2 Ik sluimerde, maar mijn hart was wakker: Daar hoorde ik mijn beminde kloppen! "Doe open, mijn zuster, Mijn liefste, mijn duifje, mijn schoonste; Want mijn hoofd is nat van de dauw, Mijn lokken zijn klam van de nacht."
I sleep, but my heart waketh: [it is] the voice of my beloved that knocketh, [saying], Open to me, my sister, my love, my dove, my undefiled: for my head is filled with dew, [and] my locks with the drops of the night.
3 "Maar ik heb mijn kleed al uitgetrokken; Moet ik het nu dan weer aandoen? Ik heb mijn voeten al gewassen, Moet ik ze nu opnieuw gaan besmeuren?"

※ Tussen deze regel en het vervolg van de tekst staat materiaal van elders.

Issue #5108, opened 2023-08-29
Deadlock/crash when recording in Spectrogram view


dozzzzer:
### Bug description

When in Spectrogram view, a few iterations of these two actions – click Record and after a few seconds click Stop – would cause Audacity to freeze.

### Steps to reproduce

1. Add a mono track
2. Set Recording Channels to "1"
3. Click Record button
4. After a few seconds of recording, click Stop button
5. Click Record button again
6. Repeat steps 4-5 a few times

### Expected behavior

No crash, recording continues.

### Actual behavior

Audacity freezes:

https://github.com/audacity/audacity/assets/70063970/6e8b606a-658d-4bf0-b5ca-e299dc77153d

### Audacity Version

other

### Operating system

Windows, macOS, Linux

petersampsonaudacity:
For me at STR step 6 I get a crash after a few stop-start recordings when in Spectrogram view/

I can't seem to make the same happen with Waveform view

petersampsonaudacity:
@dozzzzer 

Testing on W10 with @Paul-Licameli 's branch build for the fix for this:  audacity-win-3.4.0-alpha-20230829+22fb39b-x64

I can no longer replicate this, so it looks to be fixed in Paul's branch build.

I tried 25 repeats of stop-start record in Spectrogram view - formerly somewhere in the rage of 3-7 would cause the crash.

dozzzzer:
Tested

PR #5110, opened 2023-08-29
More complete fix for intermittent crash recording to spectrum view.

Paul-Licameli:
Resolves: #5108

Recommended:


petersampsonaudacity:
Testing on W10 with @Paul-Licameli 's branch build for the fix for this:

I can no longer replicate this, so it looks to be fixed in Paul's branch build.

I tried 25 repeats of stop-start record in Spectrogram view - formerly somewhere in the rage of 3-7 would cause the crash.

saintmatthieu (approved):

Issue #5116, opened 2023-08-31
De-duplication of channel data: color and origin


vsverchinsky:
More elimination of duplicated track members that would need to be kept consistent across channels.

QA:
- [x] Shift a stereo track in time, delete the clip, then record more into the track
- [x] Changing WaveTrack color using the context menu; then recording a new clip which gets correct color
- [x] Persistency of wave track color choice in mono and stereo tracks (test it by making a new clip after reopening)
- [x] Mix-and-render (to new or to replacement track) keeps the color choice (again, make a new clip)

I have put off my coat; how shall I put it on? I have washed my feet; how shall I defile them?
4 Maar mijn beminde stak reeds zijn hand Door de kier van de deur;
My beloved put in his hand by the hole [of the door], and my bowels were moved for him.
5 Ik stond op, om mijn beminde open te doen: Daar dropen mijn handen van mirre, Van vloeiende mirre mijn vingers Op de knop van de grendel.
I rose up to open to my beloved: and my hands dropped [with] myrrh, and my fingers [with] sweet-smelling myrrh, upon the handles of the lock.
6 Ik deed open voor mijn beminde…. Maar mijn beminde was heen, was verdwenen…. Ik zocht naar hem, ik vond hem niet, Ik riep, hij gaf mij geen antwoord. Ik verloor mijn bezinning, toen hij zo sprak En het stormde in mijn hart.
I opened to my beloved; but my beloved had withdrawn himself, [and] was gone: my soul failed when he spoke: I sought him, but I could not find him; I called him, but he gave me no answer.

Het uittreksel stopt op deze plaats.